----- MATERIAL PROVIDED

PR #3464, opened 2026-08-23
Remove v1-only session-commands.ts superseded by v2 command gate

### LINKED ISSUE #2603: skill/compact: session-commands.ts auto-merges into v2 but references v1-only symbols, breaking build
## Summary

When merging `upstream/skill/compact` into a v2 install, `src/session-commands.ts` and `src/session-commands.test.ts` are auto-merged without conflicts — but both files import v1-only symbols that don't exist in v2, causing the build to fail immediately.

## Build error

```
src/session-commands.ts:2:28 - error TS2305: Module '"./types.js"' has no exported member 'NewMessage'.
src/session-commands.ts:3:10 - error TS2307: Cannot find module './logger.js' or its corresponding type declarations.
```

## Root cause

`src/session-commands.ts` imports:
```ts
import type { NewMessage } from './types.js';
import { logger } from './logger.js';
```

In v2:
- `NewMessage` was removed from `src/types.ts` (v2 uses a different message shape)
- `src/logger.ts` does not exist (v2 uses `pino` directly, imported inline per module)

Because these files are entirely new in the skill branch (no corresponding file in v2 HEAD), git auto-merges them as clean additions — no conflict markers, so the merger gets no warning.

## Steps to reproduce

1. Start from a v2 install (post-v2 migration)
2. `git merge upstream/skill/compact --no-edit`
3. `pnpm run build`
4. Observe the two type errors above

## Fix / workaround

After merging, remove the files before building:
```bash
git rm -f src/session-commands.ts src/session-commands.test.ts
git commit -m "fix: remove v1-era session-commands files from compact skill merge"
```

The `/compact` command functionality itself works fine — the compact skill wires the command through the agent-runner container side, not through these host-side files. Removing them has no effect on the feature.

## Suggested fix

The skill branch should either:
1. Update `session-commands.ts` to use v2 imports (v2 message type + inline pino logger), or
2. Gate these files so they're only included in v1 installs, or
3. Remove them from the skill branch if they aren't actually used by the compact flow in v2

Tested on: NanoClaw v2.0.69, Node 22, pnpm, Linux x86_64

wakqasahmed:
## Summary

Fixes #2603.

`src/session-commands.ts` and `src/session-commands.test.ts` on this branch import v1-only symbols (`NewMessage` from `types.ts`, `logger` from `logger.ts`) that no longer exist on v2 `main`. Because these files have no counterpart on `main`, merging `skill/compact` into a v2 install auto-merges them cleanly with **no conflict markers**, silently breaking the build (`TS2305`/`TS2307`).

## Why deletion, not a port

I checked whether the host-side interception + auth-gate + dispatch logic these files implement for `/compact` still needs a home in v2. It doesn't — v2 already does all of it, natively and more generally:

- `src/command-gate.ts` gates admin commands (`/compact` included) against the real `user_roles` table — a proper replacement for the old `isMainGroup || isFromMe` heuristic.
- `container/agent-runner/src/poll-loop.ts`'s canonical command path already flushes pending messages and dispatches admin/passthrough commands (`/compact`, `/cost`, …) to the container as the first input of a fresh query.

Porting `session-commands.ts` to v2's message shape would just duplicate logic v2 already runs. So this PR removes the two files and their two call sites in `src/index.ts` instead, restoring a clean, buildable state on this branch. (Note: `container/agent-runner/src/index.ts`'s own compact-skill addition is a pre-existing, real conflict against `main`'s file — not a silent one — and is out of scope for this narrowly-targeted fix.)

## Verification

- `npm run build` (Node 22) — clean, no TS errors.
- `npx vitest run` on this branch — 239/239 tests pass.
- Simulated the actual failure scenario: merged this branch into current `origin/main` in a throwaway clone. `session-commands.ts`/`.test.ts` no longer appear at all (confirming the silent auto-merge is gone); the merge produced only pre-existing, visible conflicts in `src/index.ts` and `container/agent-runner/src/index.ts` (unrelated to this bug). After trivially resolving those, `pnpm run build` was clean and the full v2 suite passed: 1981/1981 tests.

## Test plan

- [x] `npm run build` clean on `skill/compact` with this fix
- [x] `npx vitest run` — 239/239 pass on `skill/compact`
- [x] Simulated merge into current `main` — no more `TS2305`/`TS2307`, full v2 suite (1981 tests) passes after resolving the unrelated pre-existing `index.ts` conflicts


wakqasahmed:
Hi @gavrielc @gabi-simons — wanted to surface this one — CI's green, mergeable, about 6 days quiet. Let me know if there's anything I can do to help it along.

wakqasahmed:
Hi @gavrielc @gabi-simons — circling back — still green and mergeable, no update in a while. Whenever you get a chance.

----------

EXERCISE BRIEF: Exactly reproduce the material above.

WORKED SOLUTION:
PR #3464, opened 2026-08-23
Remove v1-only session-commands.ts superseded by v2 command gate

### LINKED ISSUE #2603: skill/compact: session-commands.ts auto-merges into v2 but references v1-only symbols, breaking build
## Summary

When merging `upstream/skill/compact` into a v2 install, `src/session-commands.ts` and `src/session-commands.test.ts` are auto-merged without conflicts — but both files import v1-only symbols that don't exist in v2, causing the build to fail immediately.

## Build error

```
src/session-commands.ts:2:28 - error TS2305: Module '"./types.js"' has no exported member 'NewMessage'.
src/session-commands.ts:3:10 - error TS2307: Cannot find module './logger.js' or its corresponding type declarations.
```

## Root cause

`src/session-commands.ts` imports:
```ts
import type { NewMessage } from './types.js';
import { logger } from './logger.js';
```

In v2:
- `NewMessage` was removed from `src/types.ts` (v2 uses a different message shape)
- `src/logger.ts` does not exist (v2 uses `pino` directly, imported inline per module)

Because these files are entirely new in the skill branch (no corresponding file in v2 HEAD), git auto-merges them as clean additions — no conflict markers, so the merger gets no warning.

## Steps to reproduce

1. Start from a v2 install (post-v2 migration)
2. `git merge upstream/skill/compact --no-edit`
3. `pnpm run build`
4. Observe the two type errors above

## Fix / workaround

After merging, remove the files before building:
```bash
git rm -f src/session-commands.ts src/session-commands.test.ts
git commit -m "fix: remove v1-era session-commands files from compact skill merge"
```

The `/compact` command functionality itself works fine — the compact skill wires the command through the agent-runner container side, not through these host-side files. Removing them has no effect on the feature.

## Suggested fix

The skill branch should either:
1. Update `session-commands.ts` to use v2 imports (v2 message type + inline pino logger), or
2. Gate these files so they're only included in v1 installs, or
3. Remove them from the skill branch if they aren't actually used by the compact flow in v2

Tested on: NanoClaw v2.0.69, Node 22, pnpm, Linux x86_64

wakqasahmed:
## Summary

Fixes #2603.

`src/session-commands.ts` and `src/session-commands.test.ts` on this branch import v1-only symbols (`NewMessage` from `types.ts`, `logger` from `logger.ts`) that no longer exist on v2 `main`. Because these files have no counterpart on `main`, merging `skill/compact` into a v2 install auto-merges them cleanly with **no conflict markers**, silently breaking the build (`TS2305`/`TS2307`).

## Why deletion, not a port

I checked whether the host-side interception + auth-gate + dispatch logic these files implement for `/compact` still needs a home in v2. It doesn't — v2 already does all of it, natively and more generally:

- `src/command-gate.ts` gates admin commands (`/compact` included) against the real `user_roles` table — a proper replacement for the old `isMainGroup || isFromMe` heuristic.
- `container/agent-runner/src/poll-loop.ts`'s canonical command path already flushes pending messages and dispatches admin/passthrough commands (`/compact`, `/cost`, …) to the container as the first input of a fresh query.

Porting `session-commands.ts` to v2's message shape would just duplicate logic v2 already runs. So this PR removes the two files and their two call sites in `src/index.ts` instead, restoring a clean, buildable state on this branch. (Note: `container/agent-runner/src/index.ts`'s own compact-skill addition is a pre-existing, real conflict against `main`'s file — not a silent one — and is out of scope for this narrowly-targeted fix.)

## Verification

- `npm run build` (Node 22) — clean, no TS errors.
- `npx vitest run` on this branch — 239/239 tests pass.
- Simulated the actual failure scenario: merged this branch into current `origin/main` in a throwaway clone. `session-commands.ts`/`.test.ts` no longer appear at all (confirming the silent auto-merge is gone); the merge produced only pre-existing, visible conflicts in `src/index.ts` and `container/agent-runner/src/index.ts` (unrelated to this bug). After trivially resolving those, `pnpm run build` was clean and the full v2 suite passed: 1981/1981 tests.

## Test plan

- [x] `npm run build` clean on `skill/compact` with this fix
- [x] `npx vitest run` — 239/239 pass on `skill/compact`
- [x] Simulated merge into current `main` — no more `TS2305`/`TS2307`, full v2 suite (1981 tests) passes after resolving the unrelated pre-existing `index.ts` conflicts


wakqasahmed:
Hi @gavrielc @gabi-simons — wanted to surface this one — CI's green, mergeable, about 6 days quiet. Let me know if there's anything I can do to help it along.

wakqasahmed:
Hi @gavrielc @gabi-simons — circling back — still green and mergeable, no update in a while. Whenever you get a chance.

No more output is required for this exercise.